++++ Given data

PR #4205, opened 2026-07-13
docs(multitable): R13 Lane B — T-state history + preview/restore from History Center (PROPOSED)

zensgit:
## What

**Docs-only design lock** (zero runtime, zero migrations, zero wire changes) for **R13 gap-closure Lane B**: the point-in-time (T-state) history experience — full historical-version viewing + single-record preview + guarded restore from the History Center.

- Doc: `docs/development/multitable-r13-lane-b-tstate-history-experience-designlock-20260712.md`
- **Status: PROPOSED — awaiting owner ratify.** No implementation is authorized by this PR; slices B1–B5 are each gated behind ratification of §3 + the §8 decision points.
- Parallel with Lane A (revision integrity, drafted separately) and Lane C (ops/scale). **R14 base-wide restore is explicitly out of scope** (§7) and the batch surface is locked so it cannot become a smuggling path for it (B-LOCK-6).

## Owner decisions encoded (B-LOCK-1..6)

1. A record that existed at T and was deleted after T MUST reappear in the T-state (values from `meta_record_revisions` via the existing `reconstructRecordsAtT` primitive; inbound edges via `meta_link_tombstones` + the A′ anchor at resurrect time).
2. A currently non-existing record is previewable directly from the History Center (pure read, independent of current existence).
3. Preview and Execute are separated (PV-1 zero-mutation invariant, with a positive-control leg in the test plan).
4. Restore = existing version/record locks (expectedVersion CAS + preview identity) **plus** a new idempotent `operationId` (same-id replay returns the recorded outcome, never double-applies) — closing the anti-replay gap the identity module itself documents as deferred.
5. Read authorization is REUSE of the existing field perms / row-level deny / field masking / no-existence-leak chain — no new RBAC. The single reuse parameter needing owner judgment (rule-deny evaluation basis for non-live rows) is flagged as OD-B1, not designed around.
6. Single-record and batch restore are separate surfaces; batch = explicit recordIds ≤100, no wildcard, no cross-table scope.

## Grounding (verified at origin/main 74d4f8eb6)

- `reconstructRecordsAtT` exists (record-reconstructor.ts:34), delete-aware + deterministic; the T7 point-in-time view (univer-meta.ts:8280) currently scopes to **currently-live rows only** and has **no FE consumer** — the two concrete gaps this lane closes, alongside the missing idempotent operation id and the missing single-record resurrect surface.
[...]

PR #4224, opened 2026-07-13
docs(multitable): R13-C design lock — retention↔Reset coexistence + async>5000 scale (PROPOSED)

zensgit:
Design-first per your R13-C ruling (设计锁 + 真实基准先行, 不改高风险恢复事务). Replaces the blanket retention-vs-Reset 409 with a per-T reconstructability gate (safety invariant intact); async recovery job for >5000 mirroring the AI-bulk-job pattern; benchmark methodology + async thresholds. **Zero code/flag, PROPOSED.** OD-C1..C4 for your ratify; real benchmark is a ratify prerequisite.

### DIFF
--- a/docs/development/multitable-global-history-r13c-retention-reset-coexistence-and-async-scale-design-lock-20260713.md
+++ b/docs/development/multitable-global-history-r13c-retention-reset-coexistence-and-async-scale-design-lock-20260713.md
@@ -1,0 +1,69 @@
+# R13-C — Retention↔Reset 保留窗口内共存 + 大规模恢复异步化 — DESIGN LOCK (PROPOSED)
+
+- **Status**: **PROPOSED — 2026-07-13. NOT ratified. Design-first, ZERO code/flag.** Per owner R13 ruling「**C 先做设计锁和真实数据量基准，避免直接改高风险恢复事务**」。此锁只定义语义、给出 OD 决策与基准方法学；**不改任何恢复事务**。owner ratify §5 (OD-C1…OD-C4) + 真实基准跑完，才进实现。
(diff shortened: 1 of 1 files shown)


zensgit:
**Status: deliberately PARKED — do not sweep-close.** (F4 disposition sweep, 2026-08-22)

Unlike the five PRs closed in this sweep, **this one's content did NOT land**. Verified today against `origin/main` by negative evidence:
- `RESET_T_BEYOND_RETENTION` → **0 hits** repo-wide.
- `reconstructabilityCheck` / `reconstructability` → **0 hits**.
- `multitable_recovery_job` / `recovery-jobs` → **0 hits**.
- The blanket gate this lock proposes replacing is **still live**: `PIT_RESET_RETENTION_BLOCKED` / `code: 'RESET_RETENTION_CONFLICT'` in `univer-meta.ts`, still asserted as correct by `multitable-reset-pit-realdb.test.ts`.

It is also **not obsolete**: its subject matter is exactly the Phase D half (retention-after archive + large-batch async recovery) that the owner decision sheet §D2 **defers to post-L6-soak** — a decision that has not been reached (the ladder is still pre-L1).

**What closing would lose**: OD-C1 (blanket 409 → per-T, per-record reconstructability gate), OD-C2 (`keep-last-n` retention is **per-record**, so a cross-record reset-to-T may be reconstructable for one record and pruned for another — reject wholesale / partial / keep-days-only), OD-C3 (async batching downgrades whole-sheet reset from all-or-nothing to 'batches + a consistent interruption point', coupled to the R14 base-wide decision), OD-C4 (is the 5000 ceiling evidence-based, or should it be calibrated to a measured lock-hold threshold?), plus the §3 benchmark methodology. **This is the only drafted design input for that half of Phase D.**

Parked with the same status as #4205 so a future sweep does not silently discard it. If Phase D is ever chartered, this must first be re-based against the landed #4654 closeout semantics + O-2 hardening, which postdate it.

++++++++
++++ Given data

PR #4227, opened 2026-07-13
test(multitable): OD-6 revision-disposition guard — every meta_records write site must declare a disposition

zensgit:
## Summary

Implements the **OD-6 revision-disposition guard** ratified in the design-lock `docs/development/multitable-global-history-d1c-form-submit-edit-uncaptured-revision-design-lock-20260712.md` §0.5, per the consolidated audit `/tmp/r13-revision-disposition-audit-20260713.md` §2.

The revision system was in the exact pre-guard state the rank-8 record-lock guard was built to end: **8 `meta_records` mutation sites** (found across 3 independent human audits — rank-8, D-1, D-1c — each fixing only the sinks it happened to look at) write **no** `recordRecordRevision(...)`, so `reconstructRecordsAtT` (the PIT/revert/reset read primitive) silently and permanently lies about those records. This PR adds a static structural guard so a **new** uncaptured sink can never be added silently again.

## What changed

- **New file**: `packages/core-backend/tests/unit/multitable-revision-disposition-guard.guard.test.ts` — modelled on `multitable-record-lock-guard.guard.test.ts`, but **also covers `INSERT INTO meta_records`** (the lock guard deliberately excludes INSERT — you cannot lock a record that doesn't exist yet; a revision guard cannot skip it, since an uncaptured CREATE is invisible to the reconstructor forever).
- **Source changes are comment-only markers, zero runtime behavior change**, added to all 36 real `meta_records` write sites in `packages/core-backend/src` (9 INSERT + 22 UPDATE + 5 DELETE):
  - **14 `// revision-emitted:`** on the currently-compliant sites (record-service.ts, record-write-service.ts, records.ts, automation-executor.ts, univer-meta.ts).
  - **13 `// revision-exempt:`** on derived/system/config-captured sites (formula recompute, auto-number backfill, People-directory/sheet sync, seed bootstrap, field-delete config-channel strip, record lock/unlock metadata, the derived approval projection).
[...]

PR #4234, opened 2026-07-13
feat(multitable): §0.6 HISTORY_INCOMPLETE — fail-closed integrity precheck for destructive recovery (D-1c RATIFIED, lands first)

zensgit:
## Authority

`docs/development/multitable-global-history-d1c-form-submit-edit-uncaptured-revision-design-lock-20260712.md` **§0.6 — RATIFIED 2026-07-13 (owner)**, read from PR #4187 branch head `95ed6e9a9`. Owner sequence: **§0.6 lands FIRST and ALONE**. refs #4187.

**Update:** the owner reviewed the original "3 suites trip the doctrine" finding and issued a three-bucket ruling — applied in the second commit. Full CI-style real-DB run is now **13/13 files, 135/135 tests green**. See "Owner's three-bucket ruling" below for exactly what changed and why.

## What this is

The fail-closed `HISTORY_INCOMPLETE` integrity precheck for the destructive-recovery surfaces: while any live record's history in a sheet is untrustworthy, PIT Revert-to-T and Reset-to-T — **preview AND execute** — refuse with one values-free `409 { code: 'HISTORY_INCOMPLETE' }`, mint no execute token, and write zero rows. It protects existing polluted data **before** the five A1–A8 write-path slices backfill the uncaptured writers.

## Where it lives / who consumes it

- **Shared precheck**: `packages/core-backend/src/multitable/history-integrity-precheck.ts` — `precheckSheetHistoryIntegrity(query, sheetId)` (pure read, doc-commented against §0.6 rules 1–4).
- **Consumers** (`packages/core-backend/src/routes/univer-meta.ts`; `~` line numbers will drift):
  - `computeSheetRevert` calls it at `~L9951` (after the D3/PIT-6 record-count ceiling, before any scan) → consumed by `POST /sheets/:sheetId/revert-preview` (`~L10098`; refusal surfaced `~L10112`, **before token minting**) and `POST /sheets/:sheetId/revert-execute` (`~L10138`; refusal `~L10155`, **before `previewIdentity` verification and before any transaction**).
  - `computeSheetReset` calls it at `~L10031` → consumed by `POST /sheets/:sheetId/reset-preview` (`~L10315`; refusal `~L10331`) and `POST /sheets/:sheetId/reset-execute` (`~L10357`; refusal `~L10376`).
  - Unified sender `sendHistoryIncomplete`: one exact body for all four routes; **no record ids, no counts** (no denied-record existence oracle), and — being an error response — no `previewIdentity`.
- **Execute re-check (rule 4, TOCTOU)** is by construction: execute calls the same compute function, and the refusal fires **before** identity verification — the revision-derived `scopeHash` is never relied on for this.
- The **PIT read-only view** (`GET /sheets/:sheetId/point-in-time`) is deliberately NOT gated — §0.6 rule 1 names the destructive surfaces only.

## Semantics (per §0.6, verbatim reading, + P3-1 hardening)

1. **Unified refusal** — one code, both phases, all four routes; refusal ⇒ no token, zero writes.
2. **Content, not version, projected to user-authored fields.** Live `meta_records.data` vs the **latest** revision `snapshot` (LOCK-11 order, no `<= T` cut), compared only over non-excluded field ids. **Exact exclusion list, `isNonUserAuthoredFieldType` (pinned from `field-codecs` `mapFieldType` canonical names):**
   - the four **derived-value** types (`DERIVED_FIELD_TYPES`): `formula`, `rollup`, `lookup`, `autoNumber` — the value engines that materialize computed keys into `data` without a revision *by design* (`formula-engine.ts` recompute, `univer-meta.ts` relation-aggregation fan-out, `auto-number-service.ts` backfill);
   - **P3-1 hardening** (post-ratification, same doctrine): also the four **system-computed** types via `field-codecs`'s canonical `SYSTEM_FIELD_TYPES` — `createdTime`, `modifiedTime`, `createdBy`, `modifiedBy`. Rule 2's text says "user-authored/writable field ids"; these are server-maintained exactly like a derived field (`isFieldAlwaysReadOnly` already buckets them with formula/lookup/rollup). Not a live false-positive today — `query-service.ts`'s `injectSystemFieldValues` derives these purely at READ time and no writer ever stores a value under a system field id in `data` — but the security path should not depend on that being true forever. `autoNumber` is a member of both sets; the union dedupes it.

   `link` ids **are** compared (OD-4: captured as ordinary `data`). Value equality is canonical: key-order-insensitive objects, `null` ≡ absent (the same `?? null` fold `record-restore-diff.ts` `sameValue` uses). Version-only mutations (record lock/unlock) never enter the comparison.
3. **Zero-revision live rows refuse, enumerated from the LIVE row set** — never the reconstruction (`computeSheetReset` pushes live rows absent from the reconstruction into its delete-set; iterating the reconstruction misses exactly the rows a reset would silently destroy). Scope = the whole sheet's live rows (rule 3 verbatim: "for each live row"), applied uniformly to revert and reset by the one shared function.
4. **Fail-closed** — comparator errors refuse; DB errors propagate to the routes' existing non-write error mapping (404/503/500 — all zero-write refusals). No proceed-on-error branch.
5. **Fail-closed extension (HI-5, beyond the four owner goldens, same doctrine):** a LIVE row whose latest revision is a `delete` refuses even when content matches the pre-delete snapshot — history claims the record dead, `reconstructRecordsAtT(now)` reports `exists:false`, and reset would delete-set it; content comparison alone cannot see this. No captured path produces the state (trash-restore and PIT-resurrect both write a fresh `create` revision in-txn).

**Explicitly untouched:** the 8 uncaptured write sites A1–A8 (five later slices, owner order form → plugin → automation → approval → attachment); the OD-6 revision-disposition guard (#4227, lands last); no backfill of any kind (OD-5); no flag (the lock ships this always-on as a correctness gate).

++++++++

Problem requirements:
Copy each line above where "branch" appears.

Task output:
`docs/development/multitable-global-history-d1c-form-submit-edit-uncaptured-revision-design-lock-20260712.md` **§0.6 — RATIFIED 2026-07-13 (owner)**, read from PR #4187 branch head `95ed6e9a9`. Owner sequence: **§0.6 lands FIRST and ALONE**. refs #4187.
4. **Fail-closed** — comparator errors refuse; DB errors propagate to the routes' existing non-write error mapping (404/503/500 — all zero-write refusals). No proceed-on-error branch.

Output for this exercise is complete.